*Entries supplied:*
=-=-=-=-=

PR #1637, opened 2024-07-29
Ported back new grammar changes from C++ to Python implementation

### LINKED ISSUE #1547: Grammars bracket repetition symbol not working
Hello, I tried checking for similar issues about this problem but couldn't find one.
I've had an issue with not being able to use the repetition brackets symbol when working with grammars.

I'm using Ubuntu 20.04, Python 3.12 and `llama_cpp_python==0.2.79`.

The following works fine:

```python
from llama_cpp import LlamaGrammar

grammar_string = r"""root ::= "repeating" [a-z]+"""
my_grammar = LlamaGrammar.from_string(grammar_string, verbose=True)
```

But this doesn't:
```python
from llama_cpp import LlamaGrammar

grammar_string = r"""root ::= "repeating" [a-z]{1,}"""
my_grammar = LlamaGrammar.from_string(grammar_string, verbose=True)
```

It returns this error:
```
parse: error parsing grammar: expecting newline or end at {1,}
    my_grammar = LlamaGrammar.from_string(grammar_string, verbose=True)
                 ^^^^^^^^^^^^^^^^^^^^^^^^^^^^^^^^^^^^^^^^^^^^^^^^^^^^^^
  File "/home/user/anaconda3/envs/DocLLM/lib/python3.12/site-packages/llama_cpp/llama_grammar.py", line 71, in from_string
    raise ValueError(
ValueError: from_string: error parsing grammar file: parsed_grammar.rules is empty
```
The llama.cpp [GBNF Guide](https://github.com/ggerganov/llama.cpp/blob/master/grammars/README.md#repetition-and-optional-symbols) seems to say it should be possible to use this pattern?

> # Repetition and Optional Symbols
> 
>     * after a symbol or sequence means that it can be repeated zero or more times (equivalent to {0,}).
>     + denotes that the symbol or sequence should appear one or more times (equivalent to {1,}).
>     ? makes the preceding symbol or sequence optional (equivalent to {0,1}).
>     {m} repeats the precedent symbol or sequence exactly m times
>     {m,} repeats the precedent symbol or sequence at least m times
>     {m,n} repeats the precedent symbol or sequence at between m and n times (included)
>     {0,n} repeats the precedent symbol or sequence at most n times (included)

Not sure if my understanding of GBNF is lacking or if it's a real bug.
Thank you!

ExtReMLapin:
https://github.com/ggerganov/llama.cpp/pull/6640
https://github.com/ggerganov/llama.cpp/pull/6467
https://github.com/ggerganov/llama.cpp/pull/7194

Fixes #1547

### DIFF
--- a/llama_cpp/llama_cpp.py
+++ b/llama_cpp/llama_cpp.py
@@ -3002,7 +3002,7 @@ def llama_grammar_init(
     n_rules: Union[ctypes.c_size_t, int],
     start_rule_index: Union[ctypes.c_size_t, int],
     /,
-) -> llama_grammar_p:
+) -> Optional[llama_grammar_p]:
     """Initialize a grammar from a set of rules."""
     ...
 
--- a/llama_cpp/llama_grammar.py
+++ b/llama_cpp/llama_grammar.py
@@ -432,10 +432,12 @@ class std:
 #     // be an inclusive range ([a-z])
 #     LLAMA_GRETYPE_CHAR_RNG_UPPER = 5,
 
-
 #     // modifies a preceding LLAMA_GRETYPE_CHAR or
 #     // LLAMA_GRETYPE_CHAR_RNG_UPPER to add an alternate char to match ([ab], [a-zA])
 #     LLAMA_GRETYPE_CHAR_ALT       = 6,
+
+#     // any character (.)
+#     LLAMA_GRETYPE_CHAR_ANY       = 7,
 # };
 class llama_gretype(Enum):
     """grammar element type"""
@@ -447,6 +449,7 @@ class llama_gretype(Enum):
     LLAMA_GRETYPE_CHAR_NOT = 4  # inverse char(s) ([^a], [^a-b] [^abc])
     LLAMA_GRETYPE_CHAR_RNG_UPPER = 5  # modifies a preceding LLAMA_GRETYPE_CHAR or LLAMA_GRETYPE_CHAR_ALT to be an inclusive range ([a-z])
     LLAMA_GRETYPE_CHAR_ALT = 6  # modifies a preceding LLAMA_GRETYPE_CHAR or LLAMA_GRETYPE_CHAR_RNG_UPPER to add an alternate char to match ([ab], [a-zA])
+    LLAMA_GRETYPE_CHAR_ANY = 7  # any character (.)
 
 
 # struct parse_state {
@@ -830,6 +833,10 @@ def parse_sequence(
         #     if (last_sym_start == out_elements.size()) {
         #         throw std::runtime_error(std::string("expecting preceeding item to */+/? at ") + pos);
         #     }
+        elif pos[0] == '.':
+            last_sym_start = out_elements.size()
+            out_elements.push_back(LlamaGrammarElement(llama_gretype.LLAMA_GRETYPE_CHAR_ANY, 0))
+            pos = parse_space(pos + 1, is_nested)
         elif pos[0] in ("*", "+", "?"):  # repetition operator
             if last_sym_start == out_elements.size():
                 raise RuntimeError("expecting preceding item to */+/? at " + str(pos))
@@ -1039,6 +1046,7 @@ def is_char_element(elem: LlamaGrammarElement) -> bool:
         llama_gretype.LLAMA_GRETYPE_CHAR_NOT,
         llama_gretype.LLAMA_GRETYPE_CHAR_ALT,
         llama_gretype.LLAMA_GRETYPE_CHAR_RNG_UPPER,
+        llama_gretype.LLAMA_GRETYPE_CHAR_ANY,
     )
 
 
@@ -1135,6 +1143,8 @@ def print_rule(
                     + str(i)
                 )
             print_grammar_char(file, elem.value)
+        elif case is llama_gretype.LLAMA_GRETYPE_CHAR_ANY:
+            print(".", file=file, end="")
         # if (is_char_element(elem)) {
         #     switch (rule[i + 1].type) {
         #         case LLAMA_GRETYPE_CHAR_ALT:
--- a/llama_cpp/llama_grammar.py
+++ b/llama_cpp/llama_grammar.py
@@ -1,6 +1,12 @@
 """Python implementation of llama grammar parser directly translated from C++ source file in vendor/llama.cpp/common/grammar-parser.cpp."""
 
 # flake8: noqa
+import sys
+import ctypes
+import enum
+import typing
+import dataclasses
+
 from itertools import groupby
 from typing import (
     Any,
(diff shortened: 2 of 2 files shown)


ExtReMLapin:
Not working yet, for example : 


Ok  :  `root  ::=  ("EYEYAHA"){5}`


Not working : `root  ::=  ("EYEYAHA"){1,5}`

```txt

from_string grammar:
root ::= root_1 root_5
root_1 ::= [E] [Y] [E] [Y] [A] [H] [A]
root_2 ::= root_1 | print_grammar: error printing grammar: unexpected end of rule: 2,2

```

ExtReMLapin:
I've been looking again and again and I don't see what I missed from the pr diff 😕

ExtReMLapin:
Help is welcome if you can help @abetlen

abetlen:
Hey @ExtReMLapin thanks for starting on this fix, just getting back to everything now after vacation. I'll take a stab at this over the next couple days as well.

abetlen:
@ExtReMLapin got the new grammar features back-ported and ended up rewriting most of `llama_grammar.py`.  With #1649 this should bring the grammar implementation in-line with llama.cpp.

ExtReMLapin:
Thank you abetlen.
While checking the code I was a little surprised by the multiple else-if and the list hardcoded inside the function instead of being outside (so regenerated on each function call) (ex : decode_utf8)


As a proud lazy man, I asked GPT4 to 

1. Try to write an optimized version of `parse_hex` `decode_utf8` `parse_char` (I actually expected it to make a jmp table for it)
2. Write a benchmark and tests for it

Issue is that is seems that not all UTF8 characters are supported
(see test code bellow), Is it really an issue ?



```python

import timeit
import typing

# Original Functions
def original_parse_hex(src: str, size: int) -> typing.Tuple[int, str]:
    pos = 0
    value = 0
    for _ in range(size):
        value <<= 4
        c = src[pos]
        if "a" <= c <= "f":
            value += ord(c) - ord("a") + 10
        elif "A" <= c <= "F":
            value += ord(c) - ord("A") + 10
        elif "0" <= c <= "9":
            value += ord(c) - ord("0")
        else:
            break
        pos += 1
    if pos != size:
        raise ValueError(f"expecting {size} hex chars at {src}")
    return value, src[pos:]


def original_decode_utf8(src: str) -> typing.Tuple[int, str]:
    lookup: list[int] = [1, 1, 1, 1, 1, 1, 1, 1, 1, 1, 1, 1, 2, 2, 3, 4]
    first_byte: int = ord(src[0])
    highbits: int = first_byte >> 4
    #first_byte to hex 

    print(highbits)
    length: int = lookup[highbits]
    mask: int = (1 << (8 - length)) - 1
    value: int = first_byte & mask
    end: int = min(len(src), length)

    pos: int = 1
    for pos in range(1, end):
        if not src[pos]:
            break
        value = (value << 6) + (ord(src[pos]) & 0x3F)

    return value, src[pos:] if pos < len(src) else ""


def original_parse_char(src: str) -> typing.Tuple[int, str]:
    if src[0] == "\\":
        if src[1] == "x":
            return original_parse_hex(src[2:], 2)
        elif src[1] == "u":
            return original_parse_hex(src[2:], 4)
        elif src[1] == "U":
            return original_parse_hex(src[2:], 8)
        elif src[1] == "t":
            return ord("\t"), src[2:]
        elif src[1] == "r":
            return ord("\r"), src[2:]
        elif src[1] == "n":
            return ord("\n"), src[2:]
        elif src[1] in ('\\', '"', '[', ']'):
            return ord(src[1]), src[2:]
        else:
            raise ValueError(f"unknown escape at {src}")
    elif src:
        return original_decode_utf8(src)
    raise ValueError("unexpected end of input")


hex_map = {**{f"{x}": x for x in range(10)}, **{chr(x): x - ord('a') + 10 for x in range(ord('a'), ord('f') + 1)}, **{chr(x): x - ord('A') + 10 for x in range(ord('A'), ord('F') + 1)}}
# Optimized Functions
def optimized_parse_hex(src: str, size: int) -> typing.Tuple[int, str]:
    
    value = 0
    for i in range(size):
        c = src[i]
        if c in hex_map:
            value = (value << 4) + hex_map[c]
        else:
            raise ValueError(f"expecting {size} hex chars at {src}")
    return value, src[size:]


prealloc = [1, 1, 1, 1, 1, 1, 1, 1, 1, 1, 1, 1, 2, 2, 3, 4]

def optimized_decode_utf8(src: str) -> typing.Tuple[int, str]:
    first_byte = ord(src[0])
    highbits = first_byte >> 4
    length = prealloc[highbits]
    value = first_byte & ((1 << (8 - length)) - 1)

    for i in range(1, length):
        value = (value << 6) + (ord(src[i]) & 0x3F)
    
    return value, src[length:]


escape_sequences = {
    "x": 2, "u": 4, "U": 8,
    "t": ord("\t"), "r": ord("\r"), "n": ord("\n"),
    "\\": ord("\\"), '"': ord('"'), '[': ord('['), ']': ord(']')
}

def optimized_parse_char(src: str) -> typing.Tuple[int, str]:
    if src[0] == "\\":

        esc = src[1]
        if esc in escape_sequences:
            if esc in 'xuU':
                return optimized_parse_hex(src[2:], escape_sequences[esc])
            return escape_sequences[esc], src[2:]
        raise ValueError(f"unknown escape at {src}")
    elif src:
        return optimized_decode_utf8(src)
    raise ValueError("unexpected end of input")

import random 
def generate_utf8_string(length: int) -> str:
    utf8_chars = [
        chr(random.randint(0x20, 0x7E)),    # ASCII characters
        chr(random.randint(0x80, 0x07FF)),  # Extended Latin and similar
        chr(random.randint(0x0800, 0xFFFF)),  # Multilingual Plane
        chr(random.randint(0x10000, 0x10FFFF)) # Supplementary Planes (Emoji, etc.)
    ]
    return ''.join(random.choice(utf8_chars) for _ in range(length))

def benchmark():
    # Generate a random UTF-8 string of 500 characters
    test_string = generate_utf8_string(500)
    print('Random string : ', test_string)
    
    # Ensure both functions return the same result
    original_result = original_parse_char(test_string)
    optimized_result = optimized_parse_char(test_string)
    
    assert original_result == optimized_result, "The results of original and optimized functions do not match!"
    
    original_time = timeit.timeit(lambda: original_parse_char(test_string), number=100000)
    optimized_time = timeit.timeit(lambda: optimized_parse_char(test_string), number=100000)
    
    print(f"Original parse_char time: {original_time:.6f} seconds")
    print(f"Optimized parse_char time: {optimized_time:.6f} seconds")

if __name__ == "__main__":
    benchmark()
```

ExtReMLapin:
Alright, I gave a try at the office, rule parsing is broken, and few functions are missing (ex `from_file`), i'll take a look

abetlen:
@ExtReMLapin just fixed the last bug, was re-assigning `out_elements` by mistake inside of `parse_sequence`.

ExtReMLapin:
Thanks for the fix, will do !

=-=-=-=-=

*What this task involves:* Whenever the word "list" appears in a line above, copy that line.

*Finished task:*
While checking the code I was a little surprised by the multiple else-if and the list hardcoded inside the function instead of being outside (so regenerated on each function call) (ex : decode_utf8)
    lookup: list[int] = [1, 1, 1, 1, 1, 1, 1, 1, 1, 1, 1, 1, 2, 2, 3, 4]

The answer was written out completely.